Red/black tree 2

The red/black tree is a binary search tree. to delete the red/black tree, follow the rules of the Binary Search Tree. To delete node Z (5), delete the minimum value of Y in the right subtree of Z and then assign the value of Y to the Z node. :

 

Then we will consider the red and black trees.

1. The deleted node y is red. We will not handle it. It is still a red-black tree.

2. If the y node is black and the x node is red, you only need to change the color of X to black. The number of black nodes will not change.

Only y nodes are black, and x nodes are black.

 

Case 1: X is black, PX (the original parent node of Y) is black, W is red.

Operation: first, dye Px in red, W in black, and then perform left-hand operation on W. The new x points to the original x node (the white node does not care about the color now), and the W points to the C node. Continue to call the delete operation.

Why does X point to x nodes? We use count (X) to represent the number of black nodes from x nodes to the leaf node path.

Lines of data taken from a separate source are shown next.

PR #160, opened 2016-09-01
getTraces method for compansating time differences between slices

olakiril:


olakiril:
Also an fixed old MonetRF implementation that should not be used :)

jakereimer:
I think this should be put into a standalone function, not a method of Spikes since it's not sufficiently general. It gets time on the visual stimulus clock, but some scans don't have a visual stimulus. We encounter the same problem getting times on the behavior clock from BehaviorSync, so would have to duplicate the code for that. I do agree that we need some helper functions for timing and synchronization and I propose we start adding them to +pipetools.

olakiril:
Created a piptool helper function instead.

jakereimer:
Still think we may want a more general function eventually, but merging for now

PR #161, opened 2016-09-06
For piezo positive values are deeper in slice.

jakereimer:


olakiril:
Can you please double check?
I asked with you before I put that sign there, and the new position plot of the piezo shows + values go up.

PR #162, opened 2016-09-06
Correct piezo coordinates & nslices in AdjustedSpikes

olakiril:


jakereimer:
shouldn't `uslices == 1:nslices` always?

olakiril:
Not when you get single cells.

jakereimer:
You mean there may be a slice without ROIs? Ok - I can see that.

olakiril:
You can fetch the trace of just one cell or all the cells from one slice. uslices == 1:nslices  does not take that into account

PR #164, opened 2016-09-09
incorporated new fast_oopsi spike inference

dimitri-yatsenko:


python/pipeline/preprocess.py
```diff
@@ -4,6 +4,10 @@
 import numpy as np
 import sh
 import os
+try:
+    import pyfnnd
+except ImportError:
+    warn('Could not load pyfnnd.  Spike inference will fail. Clone oopsi from https://github.com/cajal/PyFNND.git')
```
fabiansinz: Can you be more specific? Only foopsi inference will fail. STM will still work.

requirements.txt
```diff
@@ -5,4 +5,5 @@ matplotlib
 seaborn
 sklearn
 h5py
+pyfnnd
```
fabiansinz: Can you add that to the `setup.py` as well?

dimitri-yatsenko: ok, just did

PR #170, opened 2016-09-27
Matlab MonetRF implementation

olakiril:


fabiansinz:
Why do we create double implementations of everything?  I don't think that's a good idea.

olakiril:
In general I agree, but the current python implementation is terribly inefficient. For example I am processing the MonetRF of one site since yesterday, and while it is using 500GB of memory it has not finished yet. 
Old matlab code was miles better, so if anything lets switch to that until Dimitri finishes his latest version.

fabiansinz:
Alright, but then raise an exception in the respective python code so that only one implementation is used at a time.

matlab/schemas/+tuning/MonetRF.m
```diff
@@ -72,9 +72,11 @@ function makeTuples(self, key)
                     update = conv2(movie, snippet(:,itrace)', 'valid')';
                     update = interp1((0:size(update,1)-1)/fps, update, (0:nbins-1)*bin_width);  % resample 
                     update = reshape(update', sz(1), sz(2), nbins);
+                    if any(isnan(update(:)));fprintf('nan values for trial # %d, skipping...',trial.trial_idx);break;end
```
dimitri-yatsenko: shouldn't this be `continue` rather than `break`?

PR #172, opened 2016-10-03
bugfix

jakereimer:


jakereimer:
because `toc` is used later in an `fprintf` statement and it throws error if `tic` has not yet been used without assignment.

jakereimer:
That's why we meg another tic

jakereimer:
It turns out that it was the first tic we didn't meg.

eywalker:
Looks like I suggested too late 😛

PR #181, opened 2016-10-21
Add table for new stimulus SingleDot

shenshan:


matlab/schemas/+vis/SingleDot.m
```diff
@@ -0,0 +1,18 @@
+%{
+vis.SingleDot (manual) # single dot to map receptive field
+-> vis.Condition
+-----
+luminance                   : float                         # cd/m^2
+contrast                    : float                         # Michelson's 0-1
```
dimitri-yatsenko: what is this the contrast of?  If you specify the brightness and contrast, then what do the `dot_color` and `bg_color` indicate?  Why is color 0-255?

olakiril:
Dimitri it seems that only can approve these changes, so please review the code.

PR #194, opened 2016-11-29
frame size preallocation bug fix

olakiril:


matlab/schemas/+preprocess/create_loader.m
```diff
@@ -47,7 +47,7 @@
 
 
 fprintf('\tLoading slice %d channel %d\n', islice, ichannel)
-scan = zeros(r,c, 1, length(frames));
+scan = zeros(c,r, 1, length(frames));
```
dimitri-yatsenko: this does not seem right.  In matlab rows are first, columns second.

olakiril: Correct but in preprocess.PrepareGalvo you get these sizes:
            sz = size(reader);
            key.px_height = sz(2);
            key.px_width  = sz(1);
You can rename the preparegalvo if you wish, but I have too many things populated like this and with my correction it works.

PR #198, opened 2016-12-08
galvo_corrections for motion and raster correction in python w/ changes

jiakunf:
galvo_corrections for motion and raster correction in python


eywalker:
In general, give more descriptive name to your pull request. In this case, your description "galvo_corrections for motion and raster correction in Python" would have been a good name.

python/pipeline/utils/galvo_corrections.py
```diff
@@ -0,0 +1,61 @@
...
+                                                                                        raster_phase)/fill_fraction)
+    return img
+
+def plot_raster():
+
+    import matplotlib.pyplot as plt
+    import seaborn as sns
+    from pipeline import preprocess
+    from tiffreader import TIFFReader
+    reader = TIFFReader('/Users/titan/data/cache/11676_4_00006_00009.tif')
```
eywalker: Usually it's not a good idea to have a hard coded file path like this in a repository intended to run on multiple platforms. Consider moving the file path as an argument to this function `plot_raster`.

python/pipeline/utils/galvo_corrections.py
```diff
@@ -0,0 +1,61 @@
+from scipy.interpolate import interp1d, interp2d
+import numpy as np
+
+
+def correct_motion(img, xymotion):
```
eywalker: For this function (`correct_motion`) and `correct_raster`, it would be really useful to have some doc string explaining what these two functions do. Please add some simple documentation.

python/pipeline/preprocess.py
```diff
@@ -88,6 +89,13 @@ class Galvo(dj.Part):
         raster_phase            : float             # shift of odd vs even raster lines
         """
 
+        def get_fix_raster(self):
```
eywalker: Please add a simple docstring explaining what this does. Something along the line of `returns a function that performs raster correction on the image`.

python/tests/test_preprocess.py
```diff
@@ -0,0 +1,38 @@
...
+
+def test_rastercorrect():
+    """test raster correction"""
+
+    # img = np.random.randn(512, 512, 1, 1, 100)
+    # raster_phase = 0.1
+    # fill_fraction = 1
+    from pipeline import preprocess
+    from tiffreader import TIFFReader
+    reader = TIFFReader('/Users/titan/data/cache/11676_4_00006_00009.tif')
```
eywalker: Same as above - it's not a good idea to tie your tests to a specific machine. For the test purpose, you can consider moving the `.tif` image directly into the `tests` directory if it's not too large.

eywalker:
Changes look good. Thanks for incorporating them.

PR #199, opened 2016-12-19
bugfix in PrepareGalvo

fabiansinz:
- ratio was the wrong way around. If zoom=1 and the closest zoom is 1.1, then the scaling for the FOV should be 1.1/1 not 1/1.1.


eywalker:
Thanks for finding this and figuring out the bug.

olakiril:
Found this independently today, what are the chances. I also accounted for different aspect ratios

PR #806, opened 2019-05-29
Display admin ambassador tasks when ambassadors filter selected

jmromer:
In the admin users display, displays the "ambassador tasks" column conditionally if the "ambassadors" search filter is selected.

Screen Shot 2019-05-29 at 8 47 38 AM
Screen Shot 2019-05-29 at 8 47 56 AM
Screen Shot 2019-05-29 at 8 48 04 AM


jmromer:
I don't follow the first point, but the second seems dispositive, so I'll close for now :)

PR #807, opened 2019-05-29
remove codeclimate

sethherr:
- We aren't really using the PR features (eg ["Feel free to ignore codeclimate suggestions if they aren't useful"](https://github.com/bikeindex/bike_index/pull/792#issuecomment-495812808))
- I just looked at the codeclimate page and didn't get any value (even from its test coverage view)
- I think it's vanity metrics, not meaningful, and just a distraction

Please let me know if you see a reason to keep it! If it is providing any value, it should stick around,

### DIFF
--- a/.circleci/config.yml
+++ b/.circleci/config.yml
@@ -109,9 +109,6 @@ workflows:
   commit:
     jobs:
       - build
-      - upload-coverage:
-          requires:
-            - build
       - deploy_production:
           requires:
             - build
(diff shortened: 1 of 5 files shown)


jmromer:
@sethherr https://chrome.google.com/webstore/detail/code-climate/phgahogocbnfilkegjdpohgkkjgahjgk?hl=en

sethherr:
Looking at the coverage when I'm looking at the files seems like enough of a win to keep it for now.

I'm closing. We can definitely update if things change.

PR #812, opened 2019-05-30
Refresh homepage, landing pages design

jmromer:
Updates the design and layout for the homepage and landing pages

- Refactors to consistify some naming "from advocacy organization" to "community groups" and from "shop/shops" to "bike_shops"

Accessible from http://85479dc0.ngrok.io

## Demos

demo
mobile


app/views/welcome/index.html.haml
```diff
@@ -1,44 +1,52 @@
...
-                .form-group.col-md-6
-                  = f.label :email, class: 'sr-only'
-                  = f.email_field :email, placeholder: 'email', class: 'form-control'
-                .form-group.col-md-6
-                  = f.label :password, class: 'sr-only'
-                  = f.password_field :password, placeholder: 'password', class: 'form-control'
+      .root-landing-header-text
+        %h2
+          Over
+          = number_with_delimiter(@recovery_count)
```
sethherr: Should be `Counts.recoveries_value` - and `@recovery_count` can be fully removed.

app/views/welcome/index.html.haml
```diff
@@ -1,44 +1,52 @@
...
+          Bikes Recovered
+        %h1.upcase
+          Bike registration that works
+        %h2
+          = link_to new_organization_path do
+            Find out how &raquo;
```
sethherr: This is actually targeting consumers (not organizations).

Currently, it should scroll to "BUT HOW DOES IT WORK?" on the homepage itself.

spec/requests/landing_pages_request_spec.rb
```diff
@@ -0,0 +1,39 @@
+require "spec_helper"
+
+RSpec.describe LandingPagesController, type: :request do
```
sethherr: Yay!! 🎉

spec/spec_helper.rb
```diff
@@ -17,7 +17,6 @@
 ENV["RAILS_ENV"] ||= "test"
 require File.expand_path("../../config/environment", __FILE__)
 require "rspec/rails"
-# require 'rspec/autorun'
```
sethherr: Nice. No idea why this was hanging around.

app/views/welcome/index.html.haml
jmromer: `@recovery_count` is cached with a daily refresh -- let me know if you want to get rid of that

sethherr: Yeah, getting rid of it is fine. The `Counts.recoveries_value` is cached (calculated and stored in redis) via [update_counts_worker](https://github.com/bikeindex/bike_index/blob/master/app/workers/update_counts_worker.rb)

app/views/shared/_footer_revised.html.haml
```diff
@@ -2,31 +2,44 @@
...
-            %li
-              = active_link "Sign up a shop or organization", new_organization_path
-            %li
-              = active_link "BikeHub", "https://bikehub.com"
-        %nav.col-md-3.pull-right
-          %h4
-            = active_link "Dev and Design Resources", dev_and_design_path
+            %li= active_link "Donate", support_bike_index_path
+            %li= active_link "Store", store_path
+            %li= active_link "Ambassadors", ambassadors_current_path
```
sethherr: I think this should link to the ambassadors how to for now, at least until we update the ambassadors page. I think the title "Ambassadors" is still fine

app/assets/stylesheets/revised/pages/landing/_home.scss
```diff
@@ -281,11 +432,13 @@
 }
 
 .root-landing-who {
+  background-color: #f9f9f9;
```
sethherr: I think, because of the white background in the images, it would be great if the background here was white too.

The quick and easy fix I see that makes the alternating background still exist is switching the "how to" to be `#f9f9f9` and then making this and the recoveries white. It looks like you'd have to add some padding to the bottom of the "how to" section.

Of course, if you see something easier go for that instead. I think the alternating background is nice and subtly breaks up the page and so makes sense to continue.

app/assets/stylesheets/revised/pages/landing/_home.scss
```diff
@@ -12,18 +12,163 @@
...
+    background-color: black;
+    color: #fff;
+    font-weight: bold;
+    padding: 10px 15px;
+    text-decoration: none;
+  }
+}
+
+.center-navbar-signup-link-container {
+  display: inline-block;
```
sethherr: Something needs to happen differently when the collapse is opened - eg this should hide, or be position absolute.

Image from iOS

app/assets/stylesheets/revised/pages/landing/_home.scss
```diff
@@ -12,18 +12,163 @@
...
+  display: inline;
+  font-size: 0.8rem;
+  font-size: 12px;
+  height: 37px;
+  line-height: 18px;
+  padding: 8px 15px;
+  text-align: center;
+}
+
+@media screen and (min-width: 501px) {
```
sethherr: The collapse actually shows up at `@media (max-width: 991px)`, so this should probably show up then too

app/views/welcome/index.html.haml
```diff
@@ -1,44 +1,52 @@
...
-                  = f.password_field :password, placeholder: 'password', class: 'form-control'
+      .root-landing-header-text
+        %h2
+          Over
+          = number_with_delimiter(Counts.recoveries_value)
+          Bikes Recovered
+        %h1.upcase
+          Bike registration that works
+        %h2
+          = link_to "#how-it-works", class: "scroll-to-ref", data: { offset: -80 } do
```
sethherr: Actually, sorry - just reviewing it with Craig, let's change this to link to have the text "Register now" and link to `new_bike_path`

app/assets/stylesheets/revised/pages/landing/_home.scss
jmromer: Updated in 39746d16

app/assets/stylesheets/revised/pages/landing/_home.scss
jmromer: Updated in 6aa173b5

app/assets/stylesheets/revised/pages/landing/_home.scss
jmromer: Updated in d7e17042

app/assets/stylesheets/revised/pages/landing/_home.scss
```diff
@@ -12,18 +12,177 @@
...
+  text-align: center;
+  width: 75%;
+}
+
+.center-navbar-signup-link {
+	background-color: black;
+	border-radius: 4px;
+	border: 1px solid #3498DB;
+	width: 85px;
+  box-sizing: border-box;
```
sethherr: I believe border box is applied to everything via a psuedo `::before` element, and this isn't necessary

app/assets/stylesheets/revised/pages/landing/_home.scss
```diff
@@ -12,18 +12,177 @@
...
+  background-repeat: no-repeat;
+}
+
+@include media-breakpoint-up(lg) {
+  .bg-image-bike-hero {
+    background-position: bottom;
+  }
+
+  .bg-image-bike-shops {
+    background-position: center top;
```
sethherr: Since these are all different, I'm guessing you checked where the background looked best at different screen sizes, which is above and beyond!

app/assets/stylesheets/revised/pages/landing/_signup.scss
```diff
@@ -41,47 +64,58 @@ $landing-page-targets: "shop", "school", "advocacy", "law_enforcement",
...
 
-      img {
-        display: block;
-        width: 100%;
-        height: auto;
-      }
+.landing-page {
+  @include media-breakpoint-down(lg) {
+    .banner-header {
+      padding-top: 100px !important;
```
sethherr: Why do you need the `!important`s here?

config/locales/en.yml
```diff
@@ -35,10 +35,17 @@ en:
     stolen_howworks: "How it works"
     stolen_merging: "Stolen bike registry"
     landing_pages_show: "%{organization} Bike Registration"
-    landing_pages_for_shops: Bike Index for Shops
-    landing_pages_for_advocacy: Bike Index for Advocacy Organizations
+    landing_pages_ambassadors_current: Bike Index Ambassadors
```
sethherr: **much** better place to put these. Good choice 👍

app/assets/stylesheets/revised/pages/landing/_signup.scss
jmromer: Good nudge thanks -- I couldn't find where in our stylesheets the overridden rules are defined, but I refactored to work around that without the `!important`s

PR #822, opened 2019-05-30
Admin invites revision

Robertgervais:


app/controllers/admin/organization_invitations_controller.rb
```diff
@@ -45,7 +48,7 @@ def create
       end
     else
       flash[:error] = "Oh no! This organization has no more invitations. Email contact@bikeindex.org for help"
-      redirect_to root_url
+      redirect_to new_admin_organization_invitation_url(@organization_invitation.id, organization_id: @organization_invitation.organization.to_param)
```
sethherr: I think this could actually just redirect to the admin organization page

Set count (PX ),

Then count (x) = count (PX)-2; because the Black y node is deleted in the middle. Count (A) = count (B) = count (PX)-1; then count (X) is still 1 smaller than count (A), continue to call.

 

 

Case 2: X is black, W is black, and A and B are also black. Simply dye W in red. The new x points to the PX node.

Before the change: Count (PX) = M, count (x) = m-2. Count (w) = m-1.

After the conversion: Count (w) = m-2, count (x) = m-2, then count (PX) = m-1.

A black parent node equivalent to PX is deleted.

Case 3: X is black, W is black, A is red, and B is black. (We do not care about the pixel color ).

First, a performs the right rotation operation, and then changes a to black, w to red, X to X, and w to a node. The proof is the same as above.

 

Case 4: X is black, W is black, B is red, and A is black or red.

Operation: Perform the left rotation operation on W, and then dye W to the original PX color, B to the black color, and PX to the black color.

This can end.

It can be proved in the same way.

 

Time Complexity of the delete operation: O (lgn ).

So far, the insert/delete operation of the red/black tree has been completed.